The combination of Canadian natural resource companies and the U.S. high yield market seems as natural as a hand and a glove.
The latest example played out Tuesday when Vancouver-based First Quantum Minerals launched a US$1.5-billion offering of senior notes, with one tranche for six years and the other for eight years. Much of the proceeds of the offering by the B-rated issuer will be used for balance sheet adjustments, including repaying certain term and revolving credit debt. A couple of weeks back, Calgary-based Gran Tierra Energy Inc. closed a US$300-million offering of seven-year 6.25-per-cent senior notes.
So why the rush south?
For starters, the U.S. high yield market is the biggest and most liquid in the world. It has been financing issuers, both domestic and foreign for more than three decades and has become very good at pricing such securities. (Credit the legendary financier, Michael Milken, for getting the market started.) In contrast, the Canadian high yield market is small and could not handle the volume. Besides, investors have enough equity exposure to the resource sector.
As well, Canadian issuers have special access because of the workings of MJDS — the multi-jurisdictional disclosure system — which essentially allows Canadian companies to raise capital in the U.S. using Canadian documentation. In effect, the U.S. market is an extension of the Canadian market.
Another reason is that many of the issuers have U.S. dollar revenue, which allows them to build a U.S. dollar nest egg to fund the interest and principal repayments. In many cases though, the issuers repay the principal with another U.S. dollar-denominated offering.
Brad Meiers, head of debt capital markets at HSBC Canada, said Canadian resource issuers are attracted to the U.S. because of “the size” that can be raised and because a U.S. dollar funding is a “natural hedge,” given that resources are priced in U.S. bucks. “Most are B-rated and the Canadian high yield market is not single B,” he said.
First Quantum’s current offering is the second it has made in the past year. Last March, it launched a two-part US$1.6-billion high yield offering. Due to strong demand, the issue — which had terms of six and eight years — ended up at US$2.2 billion.
As with its 2018 offering, the issue was both a chance to extend term and to orient its balance sheet: it would use the proceeds to refinance two offerings of senior notes and to repay other debt. We were unable to reach First Quantum.

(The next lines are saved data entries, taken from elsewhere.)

PR #4628, opened 2021-07-03
Use an Assert method to test if a specific exception was thrown also for VB.NET

Corniel:
As suggested on [the sonar forum](https://community.sonarsource.com/t/expectedexceptionattribute-is-an-anti-pattern/45415); an `Assert` method should be used to test if a specific exception was thrown, not an `[ExpectedException]` attribute.

-------------------------
# Description
Using `[ExpectedException]` is seen as bad practice for testing if a piece of code is throwing the expected exception,
as it can not distinguish if the exception was thrown by the code under test, or by any of the arranging code.

## Noncompliant Code Example
``` C#
[TestMethod]
[ExpectedException(typeof(ArgumentNullException))]
public void NullArgument_Throws()
{
    var arrange = new Instance(null);
	arrange.MethodUnderTest(null);
}
```

``` VB.NET
<TestMethod>
<ExpectedException(GetType(ArgumentNullException))>
Public Sub NullArgument_Throws()

    Dim arrange As New Instance(Nothing)
	arrange.MethodUnderTest(Nothing)

end Sub
```

## Compliant Solution
``` C#
[TestMethod]
public void NullArgument_Throws()
{
    var arrange = new Instance(null);
	Assert.ThrowsException<ArgumentNull>(() => arrange.MethodUnderTest(null));
}
```

``` VB.NET
<TestMethod>
Public Sub NullArgument_Throws()

    Dim arrange As New Instance(Nothing)
	Assert.ThrowsException(Of ArgumentNull)(Sub() arrange.MethodUnderTest(Nothing))

End Sub
```
**Labels**: bad-practice testability (not sure that is a existing label) 
**Message**: "Use an Assert method to test the thrown exception.
**Default Severity**: Major
**Impact**: Low
**Likelihood**: Medium
**Default Quality Profiles**: Sonar way (I would argue so)
**Covered Languages**: C#, VB.Net	
**Remediation Function**: ?
**Constant Cost**: 5min
**Analysis Level**: ?
**Syntactic Analysis Analysis Scope**: Test Sources


csaba-sagi-sonarsource:
@Corniel please take a look at rule [3431](https://rules.sonarsource.com/csharp/RSPEC-3431) as I think it is the same rule.

Corniel:
> 
> 
> @Corniel please take a look at rule [3431](https://rules.sonarsource.com/csharp/RSPEC-3431) as I think it is the same rule.

I guess so. Although this one also support VB.NET. I'll merge it with 3431 and extend it to VB.NET. May be, you could tell the person who asked for this feature on the Sonar forum, the rule already exists?!

Corniel:
Implementation added for VB.NET. I would like to challenge the choice of allowing the attribute for one line of code/expression-body. It might not fail in testing the exception, but having both mechanisms in a code base, is confusing.

csaba-sagi-sonarsource:
> Implementation added for VB.NET. I would like to challenge the choice of allowing the attribute for one line of code/expression-body. It might not fail in testing the exception, but having both mechanisms in a code base, is confusing.

There can be codebases where only the one liners are used, and It could be annoying for the users to be forced to change to `Assert.ThrowsException` for no obvious reason in their case.

Corniel:
> 
> 
> > Implementation added for VB.NET. I would like to challenge the choice of allowing the attribute for one line of code/expression-body. It might not fail in testing the exception, but having both mechanisms in a code base, is confusing.
> 
> There can be codebases where only the one liners are used, and It could be annoying for the users to be forced to change to `Assert.ThrowsException` for no obvious reason in their case.

To me, that feels far fetched, and up to that exceptional code base to disable it. But  if you want to support it, I'll add it.

Corniel:
Done.

analyzers/src/SonarAnalyzer.Common/Rules/ExpectedExceptionShouldNotBeUsedAttributeBase.cs
```diff
@@ -0,0 +1,57 @@
...
+                if (HasMultiLineBody(c.Node)
+                    && c.SemanticModel.GetDeclaredSymbol(c.Node) is { } methodSymbol
+                    && methodSymbol.GetAttributes(UnitTestHelper.KnownExpectedExceptionAttributes).FirstOrDefault() is { } attribute)
+                {
+                    c.ReportDiagnosticWhenActive(Diagnostic.Create(rule, attribute.ApplicationSyntaxReference.GetSyntax().GetLocation()));
+                }
+            },
+            Language.SyntaxKind.MethodDeclarations);
+
+        protected abstract bool HasMultiLineBody(SyntaxNode syntax);
```
csaba-sagi-sonarsource, line 55: NITPICK: According to our [coding style](https://github.com/SonarSource/sonar-dotnet/blob/master/docs/coding-style.md#class-members) abstract members should go third inside classes, so please move this abstract method below the Language property.

analyzers/tests/SonarAnalyzer.UnitTest/Rules/ExpectedExceptionAttributeShouldNotBeUsedTest.cs
```diff
@@ -19,9 +19,10 @@
  */
 
 using Microsoft.VisualStudio.TestTools.UnitTesting;
-using SonarAnalyzer.Rules.CSharp;
 using SonarAnalyzer.UnitTest.MetadataReferences;
 using SonarAnalyzer.UnitTest.TestFramework;
+using CS = SonarAnalyzer.Rules.CSharp;
+using VB = SonarAnalyzer.Rules.VisualBasic;
 
 namespace SonarAnalyzer.UnitTest.Rules
```
csaba-sagi-sonarsource, line 27: NITPICK: According to our [coding style](https://github.com/SonarSource/sonar-dotnet/blob/master/docs/coding-style.md#naming-conventions) the test methods should have _CS and _VB suffixes and not prefixes. Please rename the test methods.

csaba-sagi-sonarsource (changes requested):
Two coding style fixes are needed.

Corniel:
@csaba-sagi-sonarsource Could you generate the proper resource file?

csaba-sagi-sonarsource:
> @csaba-sagi-sonarsource Could you generate the proper resource file?

@Corniel  I created the following [branch](https://github.com/SonarSource/sonar-dotnet/tree/%C4%8Daba/S3431-VBNET), feel free to cherry pick what you need.

Corniel:
> 
> 
> > @csaba-sagi-sonarsource Could you generate the proper resource file?
> 
> @Corniel I created the following [branch](https://github.com/SonarSource/sonar-dotnet/tree/%C4%8Daba/S3431-VBNET), feel free to cherry pick what you need.

Picked my cherries.

analyzers/src/SonarAnalyzer.Utilities/Rules.Description/S3431_cs.html
```diff
@@ -1,40 +1,40 @@
...
-public void TestNullArg()
-{
-  Assert.ThrowsException&lt;ArgumentNullException&gt;(() =&gt; /*...*/);
-}
-</pre>
-<h2>Exceptions</h2>
-<p>This rule ignores one-line test methods, since it is obvious in such methods where the exception is expected to be thrown.</p>
-
+<p>It should be clear to a casual reader what code a test is testing and what results are expected. Unfortunately, that’s not usually the case with
+the <code>[ExpectedException]</code> attribute since an exception could be thrown from almost any line in the method.</p>
```
csaba-sagi-sonarsource, line 2: I just realised that I messed up with the RSPEC generation, please remove the square brackets around the ExpectedException in this line. Sorry for messing up.

csaba-sagi-sonarsource (approved):
LGTM!

Corniel:
@csaba-sagi-sonarsource 
I was able to increase the coverage for C#. However, I could not make it work for the VB.NET equivalent.

``` VB.NET
  <Test>
    <ExpectedException(GetType(DivideByZeroException))>
    Public Function NoBody() ' Error ['BC30027] 'End Function' expected.
```
Both fails on complication, and does not increase coverage.

Corniel (commented):
(I cannot cancel this?)

csaba-sagi-sonarsource:
Could you please also fix the code smell? (Remove the unnecessary using)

Over the past 14 months, the U.S. market has welcomed Athabasca Oil (which raised US$450 million); Baffinland Iron Mines (US$350 million); Cenovus Energy, (with a split rating, one part of which is non-investment grade, raised US$2.9 billion); IAMGold Corp. (US$400 million); Mountain Province Diamonds (US$330 million); New Gold (US$330 million); Precision Drilling (US$400 million); Seven Generations Energy (US$700 million); Taseko Mines (US$250 million); and Yamana Gold (US$300 million).
But non-resource non-investment grade companies also flock to the U.S. high yield market: over the past year, Bombardier (US$1 billion); Clearwater Seafoods (US$250 million); Trinidad Drilling (US$ 350 million); Valeant Pharmaceuticals (US$5.25 billion) and Stoneway Capital Corp. (US$665 million) have raised debt capital in the U.S. And to show how open is the U.S. market, Stoneway is privately held with interests in Argentina.
But Canada still does get its share of foreign issuers, which want to raise capital in the local market. Morgan Stanley was the most recent issuer in the Maple market: picking up $100 million in the same market. Heathrow Funding has hired bankers to lead a forthcoming transaction.